The study carried out in this chapter uses information obtained from a nationally representative survey, the recorded data offering the possibility to outline the profile of the person working illegally, to identify areas where undeclared work is frequent or how much is earned from informal activities. The analysis continues with the investigation of the reasons why a person would engage in undeclared activities and studies the perception of individuals on the advantages and disadvantages of undeclared work. An interesting aspect included in the questionnaire is related to the measures that would reduce the phenomenon of undeclared work, according to the respondents.
Also, the analysis based on the survey allows the identification of a vulnerable group, people aged 50 and over, as the majority of workers who perform undeclared work. This polarization indicates the shortcomings of the pension system - a large part of retirees being forced to supplement their income through undeclared work, but also the difficulties of these people in finding a formal job following changes in the economy during the transition period. the centralized economy to the market economy.
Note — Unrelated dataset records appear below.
PR #1050, opened 2022-04-07
RUN-2198 chore: add more logs for debug purpose

minsiyang:

### What this does

* capture error message from SKOPEO better
* add more logs to understand why some workloads don't produce scan result

### Screenshots

### DIFF
--- a/src/supervisor/metadata-extractor.ts
+++ b/src/supervisor/metadata-extractor.ts
@@ -30,6 +30,7 @@ export function buildImageMetadata(
     delete container.args;
     delete container.env;
     delete container.command;
+    //! would container.envFrom also include sensitive data?
     containerNameToSpec[container.name] = container;
   }
 
@@ -41,6 +42,17 @@ export function buildImageMetadata(
   const images: IWorkload[] = [];
   for (const containerStatus of containerStatuses) {
     if (!(containerStatus.name in containerNameToSpec)) {
+      logger.debug(
+        {
+          workloadName: workloadMeta.objectMeta.name,
+          workloadType: workloadMeta.kind,
+          workloadNamespace: workloadMeta.objectMeta.namespace,
+          containerName: containerStatus.name,
+          image: containerStatus.image,
+          imageId: containerStatus.imageID,
+        },
+        'container name is not in containerNameToSpec lists',
+      );
       continue;
     }
     images.push({
@@ -143,6 +155,16 @@ export async function buildMetadataForWorkload(
   const isAssociatedWithParent = isPodAssociatedWithParent(pod);
 
   if (!pod.metadata || pod.metadata.namespace === undefined || !pod.spec) {
+    const logContext = {
+      workloadName: pod.metadata?.name,
+      workloadType: pod.kind,
+      workloadNamespace: pod.metadata?.namespace,
+      clusterName: pod.metadata?.clusterName,
+    };
+    logger.debug(
+      logContext,
+      'cannot build metadata for workload without pod information',
+    );
     // Some required parameters are missing, we cannot process further
     return undefined;
   }
--- a/src/supervisor/watchers/handlers/pod.ts
+++ b/src/supervisor/watchers/handlers/pod.ts
@@ -38,8 +38,16 @@ export async function handleReadyPod(
     // ImageName may contain a tag. The image behind this tag can be mutated and can change over time.
     // We need to compare on ImageID which will reliably tell us if the image has changed.
     if (scanned === workload.imageId) {
+      logger.debug(
+        { workloadToScan, imageId: workload.imageId },
+        'image already scanned',
+      );
       continue;
     }
+    logger.debug(
+      { workloadToScan, imageId: workload.imageId },
+      'image has not been scanned',
+    );
     await setWorkloadImageAlreadyScanned(
       workload,
       workload.imageName,
@@ -59,16 +67,28 @@ export async function handleReadyPod(
 }
 
 export function isPodReady(pod: V1Pod): boolean {
+  const podStatus = pod.status !== undefined;
+  const podStatusPhase = pod.status?.phase === PodPhase.Running;
+  const podContainerStatuses = pod.status?.containerStatuses !== undefined;
+  const containerReadyStatuses = pod.status?.containerStatuses?.some(
+    (container) =>
+      container.state !== undefined &&
+      (container.state.running !== undefined ||
+        container.state.waiting !== undefined),
+  ) as boolean;
+
+  const logContext = {
+    podStatus,
+    podStatusPhase,
+    podContainerStatuses,
+    containerReadyStatuses,
+  };
+  logger.debug(logContext, 'checking to see if pod is ready to process');
   return (
-    pod.status !== undefined &&
-    pod.status.phase === PodPhase.Running &&
-    pod.status.containerStatuses !== undefined &&
-    pod.status.containerStatuses.some(
-      (container) =>
-        container.state !== undefined &&
-        (container.state.running !== undefined ||
-          container.state.waiting !== undefined),
-    )
+    podStatus &&
+    podStatusPhase &&
+    podContainerStatuses &&
+    containerReadyStatuses
   );
 }
 
--- a/src/supervisor/workload-sanitization.ts
+++ b/src/supervisor/workload-sanitization.ts
@@ -1,4 +1,5 @@
 import { KubernetesObject, V1ObjectMeta } from '@kubernetes/client-node';
+import { logger } from '../common/logger';
 
 export function trimWorkloads<
   T extends KubernetesObject & Partial<{ status: unknown; spec: unknown }>,
@@ -14,6 +15,7 @@ export function trimWorkloads<
 export function trimWorkload<
   T extends KubernetesObject & Partial<{ status: unknown; spec: unknown }>,
 >(workload: T): T & { metadata: V1ObjectMeta } {
+  logger.debug(workload.metadata, 'workload metadata state before trimming');
   return {
     apiVersion: workload.apiVersion,
     kind: workload.kind,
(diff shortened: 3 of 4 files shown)


src/supervisor/watchers/handlers/pod.ts
```diff
@@ -38,6 +38,10 @@ export async function handleReadyPod(
     // ImageName may contain a tag. The image behind this tag can be mutated and can change over time.
     // We need to compare on ImageID which will reliably tell us if the image has changed.
     if (scanned === workload.imageId) {
+      logger.debug(
+        { scanned: scanned, imageId: workload.imageId },
+        'image already scanned',
+      );
       continue;
     }
     await setWorkloadImageAlreadyScanned(
```
minsiyang, line 47: Should we push the `workload` to `workloadToScan` first before `setWorkloadImageAlreadyScanned`? Or does it not make much time difference?

src/supervisor/metadata-extractor.ts
```diff
@@ -30,6 +30,7 @@ export function buildImageMetadata(
     delete container.args;
     delete container.env;
     delete container.command;
+    //! would container.envFrom also include sensitive data?
```
ivanstanev, line 33: It shouldn't, it contains only a name to a secret or a configmap - https://kubernetes.io/docs/reference/generated/kubernetes-api/v1.22/#envfromsource-v1-core

src/supervisor/metadata-extractor.ts
```diff
@@ -41,6 +42,10 @@ export function buildImageMetadata(
   const images: IWorkload[] = [];
   for (const containerStatus of containerStatuses) {
     if (!(containerStatus.name in containerNameToSpec)) {
+      logger.debug(
+        { containerName: containerStatus.name },
```
ivanstanev, line 46: Is it possible to add more context, otherwise how can we distinguish which container comes from where? For example, adding the workload name, type, and namespace!

src/supervisor/metadata-extractor.ts
```diff
@@ -54,6 +59,7 @@ export function buildImageMetadata(
       specAnnotations: specMeta.annotations || {},
       containerName: containerStatus.name,
       imageName: containerNameToSpec[containerStatus.name].image,
+      //! why do we use containerNameToSpec rather than containerNameToStatus here?
```
ivanstanev, line 62: The spec contains the unprocessed data, as the user has requested it when applying the deployment. The status contains the processed data about the running pod, hence imageID shows there (which is the resolved data after pulling the image).

I had a look at a few examples and in both the spec and in the status the image name doesn't seem to change. Not sure why we chose one over the other, probably because of preferring the assurance that the spec won't be modified

src/supervisor/metadata-extractor.ts
```diff
@@ -143,6 +149,14 @@ export async function buildMetadataForWorkload(
   const isAssociatedWithParent = isPodAssociatedWithParent(pod);
 
   if (!pod.metadata || pod.metadata.namespace === undefined || !pod.spec) {
+    const logContext = {
+      podMetadata: pod.metadata,
+      podSpec: pod.spec,
```
ivanstanev, line 154: Both of these can hold a lot of data. Instead could we log only selected fields that can help us with debugging? For example, the workload name, type and namespace, and its images

src/supervisor/watchers/handlers/pod.ts
ivanstanev: Time difference in what sense? The `await` is just future-proofing the function in case we store this data in an external cache 😄 Since it now sets data in memory it's pretty much as fast as it gets

src/supervisor/watchers/handlers/pod.ts
```diff
@@ -59,6 +67,18 @@ export async function handleReadyPod(
...
+    podStatusPhase: pod.status?.phase === PodPhase.Running,
+    podContainerStatues: pod.status?.containerStatuses !== undefined,
+    containerReadyStatues: pod.status?.containerStatuses?.some(
+      (container) =>
+        container.state !== undefined &&
+        (container.state.running !== undefined ||
+          container.state.waiting !== undefined),
+    ),
+  };
+  logger.debug(logContext, 'checking to see if pod is ready to process');
```
ivanstanev, line 81:
```typescript
const podStatus = pod.status !== undefined;
const podStatusPhase = pod.status?.phase === PodPhase.Running;
const podContainerStatuses = pod.status?.containerStatuses !== undefined;
const containerReadyStatuses = pod.status?.containerStatuses?.some((container) =>
  container.state !== undefined &&
  (container.state.running !== undefined ||
    container.state.waiting !== undefined),
);
const logContext = {
  podStatus, podStatusPhase, podContainerStatuses, containerReadyStatuses,
};
logger.debug(logContext, 'checking to see if pod is ready to process');
return podStatus && podStatusPhase && podContainerStatuses && containerReadyStatuses;
```

src/supervisor/watchers/handlers/pod.ts
```diff
@@ -59,6 +67,18 @@ export async function handleReadyPod(
 }
 
 export function isPodReady(pod: V1Pod): boolean {
+  const logContext = {
+    podStatus: pod.status !== undefined,
+    podStatusPhase: pod.status?.phase === PodPhase.Running,
+    podContainerStatues: pod.status?.containerStatuses !== undefined,
+    containerReadyStatues: pod.status?.containerStatuses?.some(
```
ivanstanev, line 74: Small typo: `Statuses`

src/supervisor/workload-sanitization.ts
```diff
@@ -24,6 +26,17 @@ export function trimWorkload<
...
+    name: metadata?.name,
+    namespace: metadata?.namespace,
+    annotations: metadata?.annotations,
+    labels: metadata?.labels,
+    ownerReferences: metadata?.ownerReferences,
+    uid: metadata?.uid,
+    resourceVersion: metadata?.resourceVersion,
+    generation: metadata?.generation,
+  };
+  logger.debug(logContext, 'workload metadata state after trimming');
```
ivanstanev, line 39: This seems to be repeating, how about:
```typescript
const trimmedMetadata = {
    name: metadata?.name,
    namespace: metadata?.namespace,
    annotations: metadata?.annotations,
    labels: metadata?.labels,
    ownerReferences: metadata?.ownerReferences,
    uid: metadata?.uid,
    resourceVersion: metadata?.resourceVersion,
    generation: metadata?.generation,
  };
  logger.debug(trimmedMetadata, 'workload metadata state after trimming');
  return trimmedMetadata;
```

src/supervisor/workload-sanitization.ts
```diff
@@ -14,6 +15,7 @@ export function trimWorkloads<
 export function trimWorkload<
   T extends KubernetesObject & Partial<{ status: unknown; spec: unknown }>,
 >(workload: T): T & { metadata: V1ObjectMeta } {
+  logger.debug(workload, 'workload state before trimming');
```
ivanstanev, line 18: After further considering it, we probably don't want to log the full workload. It will be extremely noisy! I think the logging we do in `trimMetadata()` should be enough

src/supervisor/metadata-extractor.ts
minsiyang: yes, but we also don't need to collect this information as well, right?

src/supervisor/metadata-extractor.ts
minsiyang: yes, it should produce the same result by looking at the `V1Container` spec and `V1ContainerStatus` spec. 😄

src/supervisor/watchers/handlers/pod.ts
minsiyang: ok. well, I don't know what the time difference would be. But in the case of the order, I thought it should be pushed to the  `workloadToScan`, and then marked the workload as `setWorkloadImageAlreadyScanned`. I guess the scanned status and the `workloadToScan` is totally two different thing, so the order here doesn't really matter :)

src/supervisor/workload-sanitization.ts
minsiyang: Or we can log the `Metadata` before trimming?

src/supervisor/metadata-extractor.ts
ivanstanev: Right now we don't have use for it, so we indeed don't need to collect it

src/supervisor/watchers/handlers/pod.ts
```diff
@@ -59,16 +67,28 @@ export async function handleReadyPod(
...
 export function isPodReady(pod: V1Pod): boolean {
+  const podStatus = pod.status !== undefined;
+  const podStatusPhase = pod.status?.phase === PodPhase.Running;
+  const podContainerStatuses = pod.status?.containerStatuses !== undefined;
+  const containerReadyStatuses = pod.status?.containerStatuses?.some(
+    (container) =>
+      container.state !== undefined &&
+      (container.state.running !== undefined ||
+        container.state.waiting !== undefined),
+  ) as boolean;
```
ivanstanev, line 78: Why the `as boolean`?

ivanstanev (approved):

src/supervisor/watchers/handlers/pod.ts
ivanstanev: In this case the order probably doesn't matter because the actions happen one after another and should produce identical results.

If these were operations that could yield the event loop then the order would matter. If we pushed to the queue and tried to store the image to the cache, but that yielded the loop and caused a similar task for the same workload to be run again, then we could risk pushing the same workload to the queue twice. https://snyk.io/blog/nodejs-how-even-quick-async-functions-can-block-the-event-loop-starve-io/ (the "👋 Micro-Tasks" section) Since our `await` doesn't do that here, the order won't matter 😄

src/supervisor/watchers/handlers/pod.ts
minsiyang: because the return type was `boolean | undefine`

src/supervisor/metadata-extractor.ts
minsiyang: Would we have any use of it in the future? Client's secret has nothing to do with us detecting their vulns?

PR #1055, opened 2022-04-20
[RUN-2187] Make keepalive configurable

kat1906:

### What this does

A customer is having network level issues. We want to rule out the new addition of keep-alive headers as being the problem so are making this configurable.


snyk-operator-certified/helm-charts/snyk-monitor/values.yaml
```diff
@@ -83,6 +83,7 @@ limits:
 http_proxy:
 https_proxy:
 no_proxy:
+use_keepalive:
```
ivanstanev, line 86: I think we want this to be `true` otherwise I think keep alive will be disabled by default

test/common/config.spec.ts
```diff
@@ -74,6 +74,7 @@ describe('extractNamespaceName()', () => {
     expect(config.HTTPS_PROXY).toBeUndefined();
     expect(config.HTTP_PROXY).toBeUndefined();
     expect(config.NO_PROXY).toBeUndefined();
+    expect(config.USE_KEEPALIVE).toEqual(true);
```
ivanstanev, line 77: WDYT of adding a similar check to the integration test `kubernetes.spec.ts` where we verify at runtime the env vars, volumes, securityContext, etc.

ivanstanev (approved):

minsiyang (approved):

PR #1059, opened 2022-04-22
fix: operator upgrade tests

kat1906:

### What this does

Operator upgrade tests are currently broken. This change reverts the changes in the "Upgrade Operator and check that snyk-monitor also upgraded" step and also checks for the operator tag without -ubi suffix

### DIFF
--- a/.circleci/config/jobs/operator_upgrade_tests.yml
+++ b/.circleci/config/jobs/operator_upgrade_tests.yml
@@ -175,21 +175,18 @@ steps:
         SLEEP_SECONDS_BETWEEN_ATTEMPTS=5
         # total = 10 minutes wait time
 
-        EXPECTED_TAG="${LATEST_TAG}-ubi8"
         # Periodically poll if the snyk-monitor has upgraded
         for (( attempt=1; attempt<ATTEMPTS; attempt++))
         do
-          # Grab the tag of the snyk-monitor container image.
-          SNYK_MONITOR_POD=$(kubectl get pods -n snyk-monitor --no-headers | grep "snyk-monitor")
-          if [[ ! -z "${SNYK_MONITOR_POD}" ]]; then
-            VERSION=$(echo "${SNYK_MONITOR_POD}" | \
-            awk 'END { print $1 }' | \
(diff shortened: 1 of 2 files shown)


.circleci/config/jobs/operator_upgrade_tests.yml
```diff
@@ -175,21 +175,18 @@ steps:
         SLEEP_SECONDS_BETWEEN_ATTEMPTS=5
         # total = 10 minutes wait time
 
-        EXPECTED_TAG="${LATEST_TAG}-ubi8"
         # Periodically poll if the snyk-monitor has upgraded
         for (( attempt=1; attempt<ATTEMPTS; attempt++))
         do
-          # Grab the tag of the snyk-monitor container image.
-          SNYK_MONITOR_POD=$(kubectl get pods -n snyk-monitor --no-headers | grep "snyk-monitor")
-          if [[ ! -z "${SNYK_MONITOR_POD}" ]]; then
```
minsiyang, line 184: So we don't need to check `SNYK_MONITOR_POD` might be empty then?

.circleci/config/jobs/operator_upgrade_tests.yml
```diff
@@ -175,21 +175,18 @@ steps:
...
-            VERSION=$(echo "${SNYK_MONITOR_POD}" | \
-            awk 'END { print $1 }' | \
+          # Grab the tag of the snyk-monitor container image. If snyk-monitor is not deployed for some reason, we exit immediately.
+          VERSION=$(kubectl get pods -n snyk-monitor --no-headers | \
+            grep "snyk-monitor" | \
+            awk 'END { if (NR==0) exit 1; else print $1 }' | \
```
minsiyang, line 184: Is it because if `VERSION` is empty, then NR would be 0?

.circleci/config/jobs/operator_upgrade_tests.yml
kat1906: I just reverted to the old way as it used to work 🤷

minsiyang (approved):

PR #1083, opened 2022-05-23
chore: fix skopeo install

yaronschwimmer:

### What this does
Skopeo was removed from the `kubic` repo, but is available from the official Ubuntu repo (from 20.10 and up). This caused the system checks to fail in CircleCI.
Upgrading the base image to Ubuntu 22.04 to fix skopeo install.

### DIFF
--- a/.circleci/config.yml
+++ b/.circleci/config.yml
@@ -952,7 +952,7 @@ jobs:
     system_tests:
         machine:
             docker_layer_caching: true
-            image: ubuntu-2004:202111-01
+            image: ubuntu-2204:current
         steps:
             - checkout
             - setup_node16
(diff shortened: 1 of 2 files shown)


.circleci/config.yml
```diff
@@ -952,19 +952,14 @@ jobs:
     system_tests:
         machine:
             docker_layer_caching: true
-            image: ubuntu-2004:202111-01
+            image: ubuntu-2204:current
```
kat1906, line 955: is `current` ok to use?

yaronschwimmer: From what I understand (CircleCI have a terrible documentation), this tag is for the most recent image (with security patches etc.), so I think this should be fine

yaronschwimmer: For testing purposes, that is. I wouldn't do it for releases

yaronschwimmer: https://discuss.circleci.com/t/new-image-tag-convention-for-ubuntu-linux-android-and-windows-vms/43750

dkontorovskyy: https://discuss.circleci.com/t/ubuntu-linux-vm-machine-images-2022-april-q2-update/43749

Issue #19, opened 2026-02-19
Extra DB Queries


Alikznollet:
- query for fetching if date is inbetween 2 others
- query for fetching if date is before value
- query for fetching if date is after value

PR #78, opened 2026-02-24
implement extra query filters on date before, after and inbetween

landgeet:
## 🎯 MAIN GOAL
- [x] deze PR implementeert een nieuwe feature
* implementeerd volgende filters in de event en de production search:
  * query for fetching if date is inbetween start and end date
  * query for fetching if date is before start and end date
  * query for fetching if date is after value start and end date
  
- [ ] deze PR fixt één of meerdere bugs
* nvt

## 🛠️ TESTING
Geen testen nodig (denk ik)

## 📝 DOCUMENTATION
- [x] Er is voldoende documentatie geschreven voor deze code

**Nog missende documentatie:**
* Extra uitleg in boven functie over argumenten

## 🔍 HOW TO TEST
Query in de database uittesten.

## ⚠️ REMAINING ISSUES
- [ ] Er bevinden zich nog onopgeloste bugs in de code
* nvt
- [ ] Deze code vereist dat er ergens anders nog iets aangepast wordt (bv. een aangepaste database structuur, API-endpoint, ...)
* nvt
 
## ✅ CLOSED ISSUES
- #19

### DIFF
--- a/backend/src/database/db.event.service.ts
+++ b/backend/src/database/db.event.service.ts
@@ -41,7 +41,7 @@ export class EventDatabaseService {
   /**
    * Generic get function for events.
    * @param filters gives the freedom to define the filters of the search you want.
-   * All filters are filtered by equals.
+   * All filters are filtered by equals except for date filters (see function).
    * Not all filters need to be defined, only the ones you want to use.
    * i.e: getEvents({p_id: id}) will give a list of all events with the given p_id.
    * @returns All events for the given filters.
@@ -50,6 +50,12 @@ export class EventDatabaseService {
     filters: Partial<{
       genre: string;
       date: string;
+      // Return events where the provided date lies between starttime and endtime
+      date_between: string;
+      // Return events where starttime is before the provided date
+      date_before: string;
+      // Return events where endtime is after the provided date
+      date_after: string;
       hall: string;
       id: number;
       production_id: number;
@@ -71,6 +77,28 @@ export class EventDatabaseService {
     if (filters.date) {
       conditions.push(`DATE(e.starttime) = $${i} OR DATE(e.endtime) = $${i}`);
       values.push(filters.date);
+      i++;
+    }
+
+    // Filter by given date lying between starttime and endtime (inclusive)
+    if (filters.date_between) {
+      // Use explicit timestamp comparison to include time component
+      conditions.push(`$${i}::timestamp BETWEEN e.starttime AND e.endtime`);
+      values.push(filters.date_between);
+      i++;
+    }
+
+    // Filter events whose starttime is before the provided date
+    if (filters.date_before) {
+      conditions.push(`e.starttime < $${i}::timestamp OR e.endtime < $${i}::timestamp`);
+      values.push(filters.date_before);
+      i++;
+    }
+
+    // Filter events whose endtime is after the provided date
+    if (filters.date_after) {
+      conditions.push(`e.endtime > $${i}::timestamp OR e.starttime > $${i}::timestamp`);
+      values.push(filters.date_after);
       i++;
     }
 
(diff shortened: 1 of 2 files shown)


Alikznollet (commented):
Ziet er wel goed uit denk ik, weet gewoon niet goed hoe ik moet verifiëren of dit werkt op het moment, maar dat is een probleem voor later I suppose?

landgeet:
> Ziet er wel goed uit denk ik, weet gewoon niet goed hoe ik moet verifiëren of dit werkt op het moment, maar dat is een probleem voor later I suppose?

Opzich kan je manueel de database opstarten en de letterlijke queries testen op de huidige data, maar ik denk dat dit vooral zal moeten gebeuren in #40

backend/src/database/db.event.service.ts
```diff
@@ -74,6 +80,28 @@ export class EventDatabaseService {
...
+    if (filters.date_between) {
+      // Use explicit timestamp comparison to include time component
+      conditions.push(`$${i}::timestamp BETWEEN e.starttime AND e.endtime`);
+      values.push(filters.date_between);
+      i++;
+    }
+
+    // Filter events whose starttime is before the provided date
+    if (filters.date_before) {
+      conditions.push(`e.starttime < $${i}::timestamp OR e.endtime < $${i}::timestamp`);
```
MrLegitFTW: this should work too if you do `e.starttime < $${i}::timestamp` therfore the second part is not necessary?

backend/src/database/db.event.service.ts
```diff
@@ -74,6 +80,28 @@ export class EventDatabaseService {
...
+      values.push(filters.date_before);
+      i++;
+    }
+
+    // Filter events whose endtime is after the provided date
+    if (filters.date_after) {
+      conditions.push(`e.endtime > $${i}::timestamp OR e.starttime > $${i}::timestamp`);
```
MrLegitFTW: same here but the other way around.

backend/src/database/db.production.service.ts
```diff
@@ -95,6 +101,28 @@ export class ProductionDatabaseService {
...
+    if (filters.date_between) {
+      // Use explicit timestamp comparison to include time component
+      conditions.push(`$${i}::timestamp BETWEEN e.starttime AND e.endtime`);
+      values.push(filters.date_between);
+      i++;
+    }
+
+    // Filter events whose starttime is before the provided date
+    if (filters.date_before) {
+      conditions.push(`e.starttime < $${i}::timestamp OR e.endtime < $${i}::timestamp`);
```
MrLegitFTW: same as in db.event.service

MrLegitFTW (commented):
This looks good only a few questions as seen below.

backend/src/database/db.event.service.ts
landgeet: Yes, good catch, this is no necessary indeed. I got confused with times and stuff. I will fix this.

landgeet:
This should be fixed

MrLegitFTW (approved):
This looks good. Just like @Alikznollet said we will need to wait for #40 to be sure this works as intended but I think this should be good. Do we need to update/add more GET's after this? If so you can create a new issue when merging this pr.

landgeet:
> This looks good. Just like @Alikznollet said we will need to wait for #40 to be sure this works as intended but I think this should be good. Do we need to update/add more GET's after this? If so you can create a new issue when merging this pr.

I don't think so because this is another filter and shouldn't really be an endpoint in the API.
We could make some functions that use these filters in (only) the services if we really want to, but maybe we discuss this on friday whether this is necessary or not.

MrLegitFTW:
> > This looks good. Just like @Alikznollet said we will need to wait for #40 to be sure this works as intended but I think this should be good. Do we need to update/add more GET's after this? If so you can create a new issue when merging this pr.
> 
> I don't think so because this is another filter and shouldn't really be an endpoint in the API. We could make some functions that use these filters in (only) the services if we really want to, but maybe we discuss this on friday whether this is necessary or not.

Sounds good to me

PR #102, opened 2026-02-27
E2e tests

Robindr145:
## 🎯 MAIN GOAL
- [ ] this PR implements a new feature
* describe the newly implemented features
* describe the fixed bugs
- [x] this PR implements some tests

## 🛠️ TESTING
- [x] all tests succeed

**Missing tests:**
* clarify if certain edge-cases still need testing

There is a test at line `~175` where, in normal behaviour, it has to generate an own generated error and it will display it in the terminal. If we don't want this error to be shown in the terminal, we can remove the comment at line `~117`. 

## 📝 DOCUMENTATION
- [x]  there is enough documentation written for this code

**Missing documentation:**

## 🔍 HOW TO TEST
1. Go to `/backend` in the terminal
2. type `npm run test:e2e`
4. Expected result: 
    test Suites: 1 passes, 1 total
    tests: 97 passed, 97 total

## ⚠️ REMAINING ISSUES
* explain where the bugs are located
* clarify what needs to be changed
already merged my branch with the hotfixes in `/backend/src/tag/tagcontroller.ts`

## ✅ CLOSED ISSUES
- #58


landgeet (commented):
The tests look really good and all pass.
The only problem is that these tests don't run when using the `npm run test` command.
Maybe this is intended, but this just makes it so you need to use two seperate commands to run all tests.

A possible solution could be to move the file into the `src/` directory and make it a real `.spec.ts` file so it would run.
Another solution could be that we just move all existing tests into the `test/` directory.

This is something we should discuss with the rest.

Alikznollet:
> The tests look really good and all pass. The only problem is that these tests don't run when using the `npm run test` command. Maybe this is intended, but this just makes it so you need to use two seperate commands to run all tests.
> 
> A possible solution could be to move the file into the `src/` directory and make it a real `.spec.ts` file so it would run. Another solution could be that we just move all existing tests into the `test/` directory.
> 
> This is something we should discuss with the rest.

It should be possible to add this directory to the "to run" tests in the `jest.config.ts`. Don't know how off the top of my head but should be a feature. No need to move any files then.

landgeet:
> > The tests look really good and all pass. The only problem is that these tests don't run when using the `npm run test` command. Maybe this is intended, but this just makes it so you need to use two seperate commands to run all tests.
> > A possible solution could be to move the file into the `src/` directory and make it a real `.spec.ts` file so it would run. Another solution could be that we just move all existing tests into the `test/` directory.
> > This is something we should discuss with the rest.
> 
> It should be possible to add this directory to the "to run" tests in the `jest.config.ts`. Don't know how off the top of my head but should be a feature. No need to move any files then.

Oh alright then, this would be nice to have.

Alikznollet (approved):

landgeet (approved):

Many of the basic qualifications of these people are no longer relevant, the changes in labor demand leading to their exclusion from the labor market. Thus, undeclared work has become for some of them the only alternative for survival and, in addition, many of them work in fields below the level of training.
The entire research undertaken in this paper is meant to complete the knowledge base in the field of labor market and to provide support, both at the theoretical-methodological level and at the applicative level, to all actors interested in this field, from simple passionate readers, to students and last but not least to political decision makers, directly involved in labor market policy making . The research, extensive and carefully structured, is perfectly aligned with similar studies conducted internationally and, using complex methods of analysis, leads to very interesting empirical results, with high applicability potential.